#### RECORDS FOR THE EXERCISE
PR #2503, opened 2026-01-21
Feature/add data quality info

nclaeys:


backend/app/data_products/output_ports/data_quality/enums.py
```diff
@@ -0,0 +1,10 @@
+from enum import UNIQUE, Enum, verify
+
+
+@verify(UNIQUE)
+class DataQualityStatus(str, Enum):
```
vlieven: You can replace this by inheriting from StrEnum directly

```suggestion
class DataQualityStatus(StrEnum):
```

backend/app/data_products/output_ports/data_quality/enums.py
```diff
@@ -0,0 +1,10 @@
...
+    PASS = "pass"  # noqa: S105
```
vlieven: I think the QA warning is valid in that you're overwriting a python keyword here. Can we rename it to "SUCCESS" instead?

backend/app/data_products/output_ports/data_quality/model.py
```diff
@@ -0,0 +1,68 @@
...
+from app.database.database import Base
+from app.shared.model import utcnow
+
+
+class DataQualityTechnicalAssetModel(Base):
+    __tablename__ = "data_quality_technical_assets"
+
+    name: Mapped[str] = mapped_column(String(length=255), primary_key=True)
+    status: Mapped[DataQualityStatus] = mapped_column(
+        Enum(DataQualityStatus), default=DataQualityStatus.UNKNOWN
```
vlieven: Postgres Enums cannot be migrated (i.e. when we want to add a new state). We should just represent these as a string in the database, and map them to the enums in the application code.

backend/app/data_products/output_ports/data_quality/router.py
```diff
@@ -0,0 +1,89 @@
...
+    )
+
+
+@router.post(
+    route,
+    responses={
+        404: {
+            "description": "Dataset not found",
+            "content": {
+                "application/json": {"example": {"detail": "Dataset id not found"}}
```
vlieven:
```suggestion
        404: {
            "description": "Output Port not found",
            "content": {
                "application/json": {"example": {"detail": "Output Port ID not found"}}
```

backend/app/data_products/output_ports/data_quality/enums.py
nclaeys: I think it is wrong as nor PASS nor "pass" is a keyword in python.I think it just wrongly matches the pass within a string.

backend/app/data_products/output_ports/data_quality/model.py
nclaeys: hmm that is annoying. I was just following the convention of what was done in the other tables in the codebase. So we need to change it everywhere?

backend/app/data_products/output_ports/data_quality/model.py
```diff
@@ -0,0 +1,68 @@
...
+from sqlalchemy.dialects.postgresql import JSONB, UUID
+from sqlalchemy.orm import Mapped, mapped_column, relationship
+
+from app.data_products.output_ports.data_quality.enums import DataQualityStatus
+from app.database.database import Base
+from app.shared.model import utcnow
+
+
+class DataQualityTechnicalAssetModel(Base):
+    __tablename__ = "data_quality_technical_assets"
```
stijndehaes, line 28: Wouldn't the reverse name make more sense `technical_assets_data_quality`? Just like we named `dataset_query_stats_daily`

stijndehaes: I just noticed where the confusion stems from, this actually has not link with the technical assets inside of Portal right? Hence we don't have a link but a new name. Maybe just name it `data_quality_assets`?

backend/app/data_products/output_ports/data_quality/model.py
```diff
@@ -0,0 +1,68 @@
...
+    )
+
+    # Relationships
+    data_quality_summary_id: Mapped[uuid.UUID] = mapped_column(
+        UUID(as_uuid=True),
+        ForeignKey("dataset_data_quality_summaries.id", ondelete="CASCADE"),
+        nullable=False,
+        primary_key=True,
+    )
+    data_quality_summary: Mapped["DataQualitySummary"] = relationship(
```
stijndehaes, line 44: Either we should make this `relationship` lazy, or if we never need it we can also just remove it for now no?

backend/app/data_products/output_ports/data_quality/router.py
```diff
@@ -0,0 +1,89 @@
...
+        404: {
+            "description": "Output Port not found",
+            "content": {
+                "application/json": {"example": {"detail": "Output Port ID not found"}}
+            },
+        }
+    },
+    dependencies=[
+        Depends(
+            Authorization.enforce(Action.DATASET__UPDATE_PROPERTIES, DatasetResolver)
```
stijndehaes: Should this be a different action?

backend/app/data_products/output_ports/data_quality/router.py
```diff
@@ -0,0 +1,89 @@
...
+        ),
+    ],
+)
+def add_output_port_data_quality_run(
+    data_product_id: UUID,
+    id: UUID,
+    data_quality_summary: OutputPortDataQualitySummary,
```
stijndehaes, line 96: If we want to correct one, can we supply a summary with that same date?

frontend/src/pages/dataset/components/dataset-quality/dataset-quality.component.tsx
```diff
@@ -0,0 +1,112 @@
...
+                return 'Error';
+            case 'warn':
+                return 'Warning';
+            case 'unknown':
+                return 'Unknown';
+        }
+    }
+
+    return (
+        <Flex vertical className={styles.sectionWrapper}>
```
stijndehaes:
```suggestion
        <Flex vertical gap="small">
```

styles.sectionWrapper only sets a gap, we can do that directly in ant design. Unsure if small is a good size though

frontend/src/store/api/services/generated/completeServiceApi.ts
```diff
@@ -1,7 +1,6 @@
-// @ts-nocheck
```
stijndehaes, line 1: Why is this removed? The autogeneration normally places this here, and I see no changes to `generate-api` command

integrations/data_quality/extract_dbt_summary.py
```diff
@@ -0,0 +1,89 @@
+import json
```
stijndehaes, line 1: Are these examples we offer, or a real integration?

Maybe we should add a readme to the `integration/data_quality` folder

backend/app/data_products/output_ports/data_quality/enums.py
nclaeys: I will change it.

integrations/data_quality/extract_dbt_summary.py
nclaeys: It is an example, documented in the docs.

backend/app/data_products/output_ports/data_quality/router.py
nclaeys: No, if you would want to correct one, I would need to implement a put request on the id. I can add that if you want it.

backend/app/data_products/output_ports/data_quality/router.py
nclaeys: I have no idea how to decide on actions for a dataset. In my idea it does not make sense to give permissions on the data quality of a dataset so I think it fits within the dataset permisisons.

backend/app/data_products/output_ports/data_quality/model.py
nclaeys: SqlAlchemy needs it, which is why it is there. I can make it raise to be inline with the rest

backend/app/data_products/output_ports/data_quality/model.py
nclaeys: It does not have a link to keep it more flexible atm. but they do refer the technical assets so I would not use a different name. I just fear that the exact mapping will not work which is why I do not link them.

frontend/src/store/api/services/generated/completeServiceApi.ts
nclaeys: because that is what the current command generates. It is the same on main.

backend/app/data_products/output_ports/data_quality/model.py
stijndehaes: Yeah I also think an exact mapping will not work, maybe we can add this explanation to the docs later?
########
* [WHAT THE EXERCISE ASKS] Could you repeat every record word for word?

* [RESULT]
PR #2503, opened 2026-01-21
Feature/add data quality info

nclaeys:


backend/app/data_products/output_ports/data_quality/enums.py
```diff
@@ -0,0 +1,10 @@
+from enum import UNIQUE, Enum, verify
+
+
+@verify(UNIQUE)
+class DataQualityStatus(str, Enum):
```
vlieven: You can replace this by inheriting from StrEnum directly

```suggestion
class DataQualityStatus(StrEnum):
```

backend/app/data_products/output_ports/data_quality/enums.py
```diff
@@ -0,0 +1,10 @@
...
+    PASS = "pass"  # noqa: S105
```
vlieven: I think the QA warning is valid in that you're overwriting a python keyword here. Can we rename it to "SUCCESS" instead?

backend/app/data_products/output_ports/data_quality/model.py
```diff
@@ -0,0 +1,68 @@
...
+from app.database.database import Base
+from app.shared.model import utcnow
+
+
+class DataQualityTechnicalAssetModel(Base):
+    __tablename__ = "data_quality_technical_assets"
+
+    name: Mapped[str] = mapped_column(String(length=255), primary_key=True)
+    status: Mapped[DataQualityStatus] = mapped_column(
+        Enum(DataQualityStatus), default=DataQualityStatus.UNKNOWN
```
vlieven: Postgres Enums cannot be migrated (i.e. when we want to add a new state). We should just represent these as a string in the database, and map them to the enums in the application code.

backend/app/data_products/output_ports/data_quality/router.py
```diff
@@ -0,0 +1,89 @@
...
+    )
+
+
+@router.post(
+    route,
+    responses={
+        404: {
+            "description": "Dataset not found",
+            "content": {
+                "application/json": {"example": {"detail": "Dataset id not found"}}
```
vlieven:
```suggestion
        404: {
            "description": "Output Port not found",
            "content": {
                "application/json": {"example": {"detail": "Output Port ID not found"}}
```

backend/app/data_products/output_ports/data_quality/enums.py
nclaeys: I think it is wrong as nor PASS nor "pass" is a keyword in python.I think it just wrongly matches the pass within a string.

backend/app/data_products/output_ports/data_quality/model.py
nclaeys: hmm that is annoying. I was just following the convention of what was done in the other tables in the codebase. So we need to change it everywhere?

backend/app/data_products/output_ports/data_quality/model.py
```diff
@@ -0,0 +1,68 @@
...
+from sqlalchemy.dialects.postgresql import JSONB, UUID
+from sqlalchemy.orm import Mapped, mapped_column, relationship
+
+from app.data_products.output_ports.data_quality.enums import DataQualityStatus
+from app.database.database import Base
+from app.shared.model import utcnow
+
+
+class DataQualityTechnicalAssetModel(Base):
+    __tablename__ = "data_quality_technical_assets"
```
stijndehaes, line 28: Wouldn't the reverse name make more sense `technical_assets_data_quality`? Just like we named `dataset_query_stats_daily`

stijndehaes: I just noticed where the confusion stems from, this actually has not link with the technical assets inside of Portal right? Hence we don't have a link but a new name. Maybe just name it `data_quality_assets`?

backend/app/data_products/output_ports/data_quality/model.py
```diff
@@ -0,0 +1,68 @@
...
+    )
+
+    # Relationships
+    data_quality_summary_id: Mapped[uuid.UUID] = mapped_column(
+        UUID(as_uuid=True),
+        ForeignKey("dataset_data_quality_summaries.id", ondelete="CASCADE"),
+        nullable=False,
+        primary_key=True,
+    )
+    data_quality_summary: Mapped["DataQualitySummary"] = relationship(
```
stijndehaes, line 44: Either we should make this `relationship` lazy, or if we never need it we can also just remove it for now no?

backend/app/data_products/output_ports/data_quality/router.py
```diff
@@ -0,0 +1,89 @@
...
+        404: {
+            "description": "Output Port not found",
+            "content": {
+                "application/json": {"example": {"detail": "Output Port ID not found"}}
+            },
+        }
+    },
+    dependencies=[
+        Depends(
+            Authorization.enforce(Action.DATASET__UPDATE_PROPERTIES, DatasetResolver)
```
stijndehaes: Should this be a different action?

backend/app/data_products/output_ports/data_quality/router.py
```diff
@@ -0,0 +1,89 @@
...
+        ),
+    ],
+)
+def add_output_port_data_quality_run(
+    data_product_id: UUID,
+    id: UUID,
+    data_quality_summary: OutputPortDataQualitySummary,
```
stijndehaes, line 96: If we want to correct one, can we supply a summary with that same date?

frontend/src/pages/dataset/components/dataset-quality/dataset-quality.component.tsx
```diff
@@ -0,0 +1,112 @@
...
+                return 'Error';
+            case 'warn':
+                return 'Warning';
+            case 'unknown':
+                return 'Unknown';
+        }
+    }
+
+    return (
+        <Flex vertical className={styles.sectionWrapper}>
```
stijndehaes:
```suggestion
        <Flex vertical gap="small">
```

styles.sectionWrapper only sets a gap, we can do that directly in ant design. Unsure if small is a good size though

frontend/src/store/api/services/generated/completeServiceApi.ts
```diff
@@ -1,7 +1,6 @@
-// @ts-nocheck
```
stijndehaes, line 1: Why is this removed? The autogeneration normally places this here, and I see no changes to `generate-api` command

integrations/data_quality/extract_dbt_summary.py
```diff
@@ -0,0 +1,89 @@
+import json
```
stijndehaes, line 1: Are these examples we offer, or a real integration?

Maybe we should add a readme to the `integration/data_quality` folder

backend/app/data_products/output_ports/data_quality/enums.py
nclaeys: I will change it.

integrations/data_quality/extract_dbt_summary.py
nclaeys: It is an example, documented in the docs.

backend/app/data_products/output_ports/data_quality/router.py
nclaeys: No, if you would want to correct one, I would need to implement a put request on the id. I can add that if you want it.

backend/app/data_products/output_ports/data_quality/router.py
nclaeys: I have no idea how to decide on actions for a dataset. In my idea it does not make sense to give permissions on the data quality of a dataset so I think it fits within the dataset permisisons.

backend/app/data_products/output_ports/data_quality/model.py
nclaeys: SqlAlchemy needs it, which is why it is there. I can make it raise to be inline with the rest

backend/app/data_products/output_ports/data_quality/model.py
nclaeys: It does not have a link to keep it more flexible atm. but they do refer the technical assets so I would not use a different name. I just fear that the exact mapping will not work which is why I do not link them.

frontend/src/store/api/services/generated/completeServiceApi.ts
nclaeys: because that is what the current command generates. It is the same on main.

backend/app/data_products/output_ports/data_quality/model.py
stijndehaes: Yeah I also think an exact mapping will not work, maybe we can add this explanation to the docs later?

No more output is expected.